* WHAT IS BEING ASKED:
All entries that follow are to be printed exactly as written.

* PROVIDED MATERIAL:
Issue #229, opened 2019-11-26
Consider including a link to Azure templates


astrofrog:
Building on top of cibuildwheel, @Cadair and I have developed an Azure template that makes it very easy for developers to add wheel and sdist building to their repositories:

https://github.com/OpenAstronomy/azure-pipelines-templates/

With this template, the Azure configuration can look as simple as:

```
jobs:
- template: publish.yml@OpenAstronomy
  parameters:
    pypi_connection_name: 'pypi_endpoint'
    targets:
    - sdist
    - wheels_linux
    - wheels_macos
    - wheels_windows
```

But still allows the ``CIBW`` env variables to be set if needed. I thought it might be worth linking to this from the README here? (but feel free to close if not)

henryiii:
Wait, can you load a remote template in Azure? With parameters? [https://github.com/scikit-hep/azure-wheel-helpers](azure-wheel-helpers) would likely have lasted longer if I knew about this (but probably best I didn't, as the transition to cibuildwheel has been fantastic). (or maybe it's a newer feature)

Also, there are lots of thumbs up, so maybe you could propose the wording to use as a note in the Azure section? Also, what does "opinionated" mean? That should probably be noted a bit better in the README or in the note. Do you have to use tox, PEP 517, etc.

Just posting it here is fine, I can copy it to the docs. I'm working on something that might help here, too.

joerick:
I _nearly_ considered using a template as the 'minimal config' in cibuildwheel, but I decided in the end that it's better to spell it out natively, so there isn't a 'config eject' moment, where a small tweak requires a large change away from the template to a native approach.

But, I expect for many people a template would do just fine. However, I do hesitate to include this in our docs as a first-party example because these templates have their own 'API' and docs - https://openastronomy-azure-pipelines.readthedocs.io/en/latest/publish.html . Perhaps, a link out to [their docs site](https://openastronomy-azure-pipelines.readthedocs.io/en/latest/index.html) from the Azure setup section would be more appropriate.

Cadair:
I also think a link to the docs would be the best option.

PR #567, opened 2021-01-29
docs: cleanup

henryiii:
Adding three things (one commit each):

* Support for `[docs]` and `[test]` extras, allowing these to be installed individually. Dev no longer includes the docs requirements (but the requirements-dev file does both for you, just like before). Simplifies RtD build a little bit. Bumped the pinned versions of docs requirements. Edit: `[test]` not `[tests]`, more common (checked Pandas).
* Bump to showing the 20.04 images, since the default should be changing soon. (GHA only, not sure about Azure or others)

* OUTPUT:
Issue #229, opened 2019-11-26
Consider including a link to Azure templates


astrofrog:
Building on top of cibuildwheel, @Cadair and I have developed an Azure template that makes it very easy for developers to add wheel and sdist building to their repositories:

https://github.com/OpenAstronomy/azure-pipelines-templates/

With this template, the Azure configuration can look as simple as:

```
jobs:
- template: publish.yml@OpenAstronomy
  parameters:
    pypi_connection_name: 'pypi_endpoint'
    targets:
    - sdist
    - wheels_linux
    - wheels_macos
    - wheels_windows
```

But still allows the ``CIBW`` env variables to be set if needed. I thought it might be worth linking to this from the README here? (but feel free to close if not)

henryiii:
Wait, can you load a remote template in Azure? With parameters? [https://github.com/scikit-hep/azure-wheel-helpers](azure-wheel-helpers) would likely have lasted longer if I knew about this (but probably best I didn't, as the transition to cibuildwheel has been fantastic). (or maybe it's a newer feature)

Also, there are lots of thumbs up, so maybe you could propose the wording to use as a note in the Azure section? Also, what does "opinionated" mean? That should probably be noted a bit better in the README or in the note. Do you have to use tox, PEP 517, etc.

Just posting it here is fine, I can copy it to the docs. I'm working on something that might help here, too.

joerick:
I _nearly_ considered using a template as the 'minimal config' in cibuildwheel, but I decided in the end that it's better to spell it out natively, so there isn't a 'config eject' moment, where a small tweak requires a large change away from the template to a native approach.

But, I expect for many people a template would do just fine. However, I do hesitate to include this in our docs as a first-party example because these templates have their own 'API' and docs - https://openastronomy-azure-pipelines.readthedocs.io/en/latest/publish.html . Perhaps, a link out to [their docs site](https://openastronomy-azure-pipelines.readthedocs.io/en/latest/index.html) from the Azure setup section would be more appropriate.

Cadair:
I also think a link to the docs would be the best option.

PR #567, opened 2021-01-29
docs: cleanup

henryiii:
Adding three things (one commit each):

* Support for `[docs]` and `[test]` extras, allowing these to be installed individually. Dev no longer includes the docs requirements (but the requirements-dev file does both for you, just like before). Simplifies RtD build a little bit. Bumped the pinned versions of docs requirements. Edit: `[test]` not `[tests]`, more common (checked Pandas).
* Bump to showing the 20.04 images, since the default should be changing soon. (GHA only, not sure about Azure or others)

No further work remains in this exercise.